**INSTRUCTIONS FOR THE TASK:**
Please give back only the lines below from the one containing "PR #5849, opened 2020-08-31" to the one containing "--- a/config/src/config/json_rpc_config.rs", each repeated word for word, both ends included.

(Stored items from a collection)
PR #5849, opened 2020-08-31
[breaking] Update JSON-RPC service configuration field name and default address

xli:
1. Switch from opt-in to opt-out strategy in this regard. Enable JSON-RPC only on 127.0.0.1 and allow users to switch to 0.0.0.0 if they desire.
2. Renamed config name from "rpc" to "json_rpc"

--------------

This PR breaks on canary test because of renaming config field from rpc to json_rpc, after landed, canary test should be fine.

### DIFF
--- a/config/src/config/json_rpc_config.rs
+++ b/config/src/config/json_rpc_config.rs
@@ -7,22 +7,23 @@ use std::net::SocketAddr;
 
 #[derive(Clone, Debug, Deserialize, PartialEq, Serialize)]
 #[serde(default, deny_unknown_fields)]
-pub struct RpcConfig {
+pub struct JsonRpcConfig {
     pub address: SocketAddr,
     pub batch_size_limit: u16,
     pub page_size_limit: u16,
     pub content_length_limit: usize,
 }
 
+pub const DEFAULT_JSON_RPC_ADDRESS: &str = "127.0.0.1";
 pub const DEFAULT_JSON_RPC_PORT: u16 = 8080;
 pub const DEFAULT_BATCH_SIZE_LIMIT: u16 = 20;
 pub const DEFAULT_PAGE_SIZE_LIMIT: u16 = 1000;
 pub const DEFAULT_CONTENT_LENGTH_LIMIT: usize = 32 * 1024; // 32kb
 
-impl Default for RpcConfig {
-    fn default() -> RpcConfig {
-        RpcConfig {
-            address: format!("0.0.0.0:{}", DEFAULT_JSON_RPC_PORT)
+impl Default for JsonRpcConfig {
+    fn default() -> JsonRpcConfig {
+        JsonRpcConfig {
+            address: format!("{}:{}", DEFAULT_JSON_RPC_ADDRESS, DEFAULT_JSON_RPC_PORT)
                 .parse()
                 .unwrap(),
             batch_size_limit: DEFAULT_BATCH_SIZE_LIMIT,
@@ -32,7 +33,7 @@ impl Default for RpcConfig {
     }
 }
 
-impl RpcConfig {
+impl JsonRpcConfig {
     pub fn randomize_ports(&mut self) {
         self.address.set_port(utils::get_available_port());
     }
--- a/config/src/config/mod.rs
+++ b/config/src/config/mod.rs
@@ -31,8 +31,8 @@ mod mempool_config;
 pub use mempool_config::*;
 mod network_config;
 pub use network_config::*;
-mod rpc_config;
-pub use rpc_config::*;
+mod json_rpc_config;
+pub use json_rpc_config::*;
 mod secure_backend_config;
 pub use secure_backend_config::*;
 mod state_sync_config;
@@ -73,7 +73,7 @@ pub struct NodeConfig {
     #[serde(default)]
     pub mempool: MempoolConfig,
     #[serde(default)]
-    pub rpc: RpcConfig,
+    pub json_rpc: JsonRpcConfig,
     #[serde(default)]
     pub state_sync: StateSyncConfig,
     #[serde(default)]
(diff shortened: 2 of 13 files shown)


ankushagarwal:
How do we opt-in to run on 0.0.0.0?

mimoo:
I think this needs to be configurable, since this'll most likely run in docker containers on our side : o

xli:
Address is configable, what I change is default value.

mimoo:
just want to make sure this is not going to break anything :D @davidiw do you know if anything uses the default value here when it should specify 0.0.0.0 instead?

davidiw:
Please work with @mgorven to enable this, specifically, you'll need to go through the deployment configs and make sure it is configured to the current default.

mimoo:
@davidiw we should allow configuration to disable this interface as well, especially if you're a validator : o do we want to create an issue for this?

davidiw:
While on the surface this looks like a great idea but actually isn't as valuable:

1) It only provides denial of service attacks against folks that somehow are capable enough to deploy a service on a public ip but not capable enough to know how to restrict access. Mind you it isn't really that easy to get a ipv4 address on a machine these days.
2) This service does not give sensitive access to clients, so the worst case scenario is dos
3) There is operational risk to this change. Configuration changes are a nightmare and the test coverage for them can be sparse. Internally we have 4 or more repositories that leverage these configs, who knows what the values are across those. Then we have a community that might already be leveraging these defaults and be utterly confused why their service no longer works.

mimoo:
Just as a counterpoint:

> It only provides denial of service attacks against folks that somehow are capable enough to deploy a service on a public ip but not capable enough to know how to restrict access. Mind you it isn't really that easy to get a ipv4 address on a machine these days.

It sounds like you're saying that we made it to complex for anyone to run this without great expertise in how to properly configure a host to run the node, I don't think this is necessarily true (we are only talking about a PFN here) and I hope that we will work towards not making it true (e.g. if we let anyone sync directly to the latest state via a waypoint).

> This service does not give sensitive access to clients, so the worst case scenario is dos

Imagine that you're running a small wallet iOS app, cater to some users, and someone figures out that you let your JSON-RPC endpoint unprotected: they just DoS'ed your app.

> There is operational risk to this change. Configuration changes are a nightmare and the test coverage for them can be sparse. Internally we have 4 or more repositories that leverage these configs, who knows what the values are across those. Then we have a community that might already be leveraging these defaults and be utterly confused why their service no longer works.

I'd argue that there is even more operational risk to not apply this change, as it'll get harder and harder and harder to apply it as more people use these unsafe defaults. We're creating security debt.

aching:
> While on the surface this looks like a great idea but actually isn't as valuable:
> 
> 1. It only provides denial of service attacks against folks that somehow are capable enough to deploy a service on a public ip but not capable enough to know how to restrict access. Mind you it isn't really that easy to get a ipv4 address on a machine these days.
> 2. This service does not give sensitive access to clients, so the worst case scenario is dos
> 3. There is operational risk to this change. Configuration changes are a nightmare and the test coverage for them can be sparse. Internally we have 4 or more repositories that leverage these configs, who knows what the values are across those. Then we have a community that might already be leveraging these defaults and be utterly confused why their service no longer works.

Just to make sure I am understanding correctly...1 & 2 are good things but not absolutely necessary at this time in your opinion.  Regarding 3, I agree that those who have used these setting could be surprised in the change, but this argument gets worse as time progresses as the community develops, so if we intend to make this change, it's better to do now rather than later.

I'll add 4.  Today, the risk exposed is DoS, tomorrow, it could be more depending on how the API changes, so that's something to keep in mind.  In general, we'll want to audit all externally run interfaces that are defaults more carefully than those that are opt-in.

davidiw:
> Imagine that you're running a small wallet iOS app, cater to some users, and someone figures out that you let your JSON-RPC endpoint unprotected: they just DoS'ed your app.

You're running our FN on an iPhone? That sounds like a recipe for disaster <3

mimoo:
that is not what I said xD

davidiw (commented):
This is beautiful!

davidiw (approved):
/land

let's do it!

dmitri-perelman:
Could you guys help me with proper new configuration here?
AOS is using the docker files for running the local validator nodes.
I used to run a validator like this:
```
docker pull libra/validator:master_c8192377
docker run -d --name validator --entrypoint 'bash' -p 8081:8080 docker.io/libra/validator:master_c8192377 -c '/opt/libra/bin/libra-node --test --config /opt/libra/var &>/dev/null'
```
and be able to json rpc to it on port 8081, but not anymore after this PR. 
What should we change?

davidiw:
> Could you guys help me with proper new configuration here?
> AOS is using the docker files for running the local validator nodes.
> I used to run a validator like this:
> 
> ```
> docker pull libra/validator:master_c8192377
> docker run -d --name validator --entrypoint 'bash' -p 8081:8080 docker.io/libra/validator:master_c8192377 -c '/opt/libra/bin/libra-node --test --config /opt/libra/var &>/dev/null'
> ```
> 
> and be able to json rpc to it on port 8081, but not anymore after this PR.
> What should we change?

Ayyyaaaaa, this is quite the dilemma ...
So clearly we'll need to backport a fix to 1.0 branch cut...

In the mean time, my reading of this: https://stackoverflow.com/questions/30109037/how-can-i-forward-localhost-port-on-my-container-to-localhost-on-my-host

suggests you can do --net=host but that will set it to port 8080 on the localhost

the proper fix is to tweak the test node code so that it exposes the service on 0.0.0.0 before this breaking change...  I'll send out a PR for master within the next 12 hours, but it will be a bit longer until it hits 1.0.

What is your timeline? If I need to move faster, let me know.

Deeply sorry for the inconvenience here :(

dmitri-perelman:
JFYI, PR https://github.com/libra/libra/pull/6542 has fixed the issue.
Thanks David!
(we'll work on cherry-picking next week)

...

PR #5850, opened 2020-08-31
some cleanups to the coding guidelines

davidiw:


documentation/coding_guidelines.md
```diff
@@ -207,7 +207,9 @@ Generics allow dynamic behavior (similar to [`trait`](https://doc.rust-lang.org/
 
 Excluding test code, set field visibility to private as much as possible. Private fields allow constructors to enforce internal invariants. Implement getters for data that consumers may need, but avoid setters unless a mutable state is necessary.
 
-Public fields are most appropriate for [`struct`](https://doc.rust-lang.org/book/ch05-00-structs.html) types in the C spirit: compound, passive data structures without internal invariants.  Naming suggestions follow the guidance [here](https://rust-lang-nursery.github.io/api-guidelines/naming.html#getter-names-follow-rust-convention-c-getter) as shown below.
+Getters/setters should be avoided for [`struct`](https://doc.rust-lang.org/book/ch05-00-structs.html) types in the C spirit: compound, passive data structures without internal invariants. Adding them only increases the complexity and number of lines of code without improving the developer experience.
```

**RESPONSE TO THE TASK:**
PR #5849, opened 2020-08-31
[breaking] Update JSON-RPC service configuration field name and default address

xli:
1. Switch from opt-in to opt-out strategy in this regard. Enable JSON-RPC only on 127.0.0.1 and allow users to switch to 0.0.0.0 if they desire.
2. Renamed config name from "rpc" to "json_rpc"

--------------

This PR breaks on canary test because of renaming config field from rpc to json_rpc, after landed, canary test should be fine.

### DIFF
--- a/config/src/config/json_rpc_config.rs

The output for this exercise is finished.